Material to process below:
PR #1093, opened 2026-06-04
ZMS-52: Add prometheus support

NickOvt:


andris9 (changes requested):
# Code Review: PR #1093 — ZMS-52: Add prometheus support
End of Material to process.
Say every entry again, exactly as it reads.

PR #1093, opened 2026-06-04
ZMS-52: Add prometheus support

NickOvt:


andris9 (changes requested):
# Code Review: PR #1093 — ZMS-52: Add prometheus support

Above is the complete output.